PR #2558, opened 2022-07-26
Also parse `runtime_apis` custom section

tomaka:
Fix https://github.com/paritytech/smoldot/issues/1107

This is an amendment to https://github.com/paritytech/smoldot/pull/2556

After asking on Element why the `apis` field was empty when obtaining the runtime version from the custom section, it has been pointed out that for some reason they're in a separate section named `runtime_apis`.

The APIs decoded from the `runtime_apis` section must then be inserted into the struct that was decoded from the `runtime_version` section.
It's very weird, and the person I talked to (@pepyakin) seems to agree that this is weird.

### DIFF
--- a/src/executor.rs
+++ b/src/executor.rs
@@ -215,7 +215,7 @@ impl<'a> CoreVersionRef<'a> {
         out.extend(self.spec_version.to_le_bytes());
         out.extend(self.impl_version.to_le_bytes());
 
-        out.extend(crate::util::encode_scale_compact_usize(self.apis.clone().len()).as_ref());
+        out.extend(crate::util::encode_scale_compact_usize(self.apis.clone().count()).as_ref());
         for api in self.apis.clone() {
             out.extend(api.name_hash);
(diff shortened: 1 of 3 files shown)


src/executor.rs
```diff
@@ -198,13 +198,69 @@ pub struct CoreVersionRef<'a> {
     pub state_version: Option<u8>,
 }
 
+impl<'a> CoreVersionRef<'a> {
+    /// Returns the SCALE encoding of this data structure.
+    pub fn scale_encoding_vec(&self) -> Vec<u8> {
+        let mut out = Vec::<u8>::with_capacity(
+            1 + self.spec_name.len() + 1 + self.impl_name.len() + 4 + 4 + 4 + 32 + 4 + 1,
```
melekes, line 205: where 4, 32, 1 are coming from? should we maybe add a spec link or document?

tomaka: It's the lengths of the various fields right below.

PR #2116, opened 2022-03-03
change grandpa name and use fork_id

melekes:
Closes #1955

PR #2569, opened 2022-07-29
Remove unused fallback protocol names system

tomaka:
Ages ago, I added a dummy field called `fallback_protocol_names` that lets you specify a list of alternative protocol names that would be negotiated if the main one isn't supported by the remote.

Substrate has a similar feature, and it's very useful in order to do protocol upgrades. (e.g. https://github.com/paritytech/smoldot/pull/2116)

Unfortunately this has never been implemented.
Instead of leaving this dummy feature here, this PR just removes it. It can always be added back properly in the future.

### DIFF
--- a/src/libp2p/collection.rs
+++ b/src/libp2p/collection.rs
@@ -105,12 +105,6 @@ pub struct NotificationProtocolConfig {
     /// Name of the protocol negotiated on the wire.
     pub protocol_name: String,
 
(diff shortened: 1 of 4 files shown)


tomaka:
It turns out that this way even mis-implemented.
If a fallback name was passed, we would accept incoming substreams of that protocol then panic.

melekes (approved):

* [Your goal] Copy out the records in full, matching every line character for character.

* [Solution]
PR #2558, opened 2022-07-26
Also parse `runtime_apis` custom section

tomaka:
Fix https://github.com/paritytech/smoldot/issues/1107

This is an amendment to https://github.com/paritytech/smoldot/pull/2556

After asking on Element why the `apis` field was empty when obtaining the runtime version from the custom section, it has been pointed out that for some reason they're in a separate section named `runtime_apis`.

The APIs decoded from the `runtime_apis` section must then be inserted into the struct that was decoded from the `runtime_version` section.
It's very weird, and the person I talked to (@pepyakin) seems to agree that this is weird.

### DIFF
--- a/src/executor.rs
+++ b/src/executor.rs
@@ -215,7 +215,7 @@ impl<'a> CoreVersionRef<'a> {
         out.extend(self.spec_version.to_le_bytes());
         out.extend(self.impl_version.to_le_bytes());
 
-        out.extend(crate::util::encode_scale_compact_usize(self.apis.clone().len()).as_ref());
+        out.extend(crate::util::encode_scale_compact_usize(self.apis.clone().count()).as_ref());
         for api in self.apis.clone() {
             out.extend(api.name_hash);
(diff shortened: 1 of 3 files shown)


src/executor.rs
```diff
@@ -198,13 +198,69 @@ pub struct CoreVersionRef<'a> {
     pub state_version: Option<u8>,
 }
 
+impl<'a> CoreVersionRef<'a> {
+    /// Returns the SCALE encoding of this data structure.
+    pub fn scale_encoding_vec(&self) -> Vec<u8> {
+        let mut out = Vec::<u8>::with_capacity(
+            1 + self.spec_name.len() + 1 + self.impl_name.len() + 4 + 4 + 4 + 32 + 4 + 1,
```
melekes, line 205: where 4, 32, 1 are coming from? should we maybe add a spec link or document?

tomaka: It's the lengths of the various fields right below.

PR #2116, opened 2022-03-03
change grandpa name and use fork_id

melekes:
Closes #1955

PR #2569, opened 2022-07-29
Remove unused fallback protocol names system

tomaka:
Ages ago, I added a dummy field called `fallback_protocol_names` that lets you specify a list of alternative protocol names that would be negotiated if the main one isn't supported by the remote.

Substrate has a similar feature, and it's very useful in order to do protocol upgrades. (e.g. https://github.com/paritytech/smoldot/pull/2116)

Unfortunately this has never been implemented.
Instead of leaving this dummy feature here, this PR just removes it. It can always be added back properly in the future.

### DIFF
--- a/src/libp2p/collection.rs
+++ b/src/libp2p/collection.rs
@@ -105,12 +105,6 @@ pub struct NotificationProtocolConfig {
     /// Name of the protocol negotiated on the wire.
     pub protocol_name: String,
 
(diff shortened: 1 of 4 files shown)


tomaka:
It turns out that this way even mis-implemented.
If a fallback name was passed, we would accept incoming substreams of that protocol then panic.

melekes (approved):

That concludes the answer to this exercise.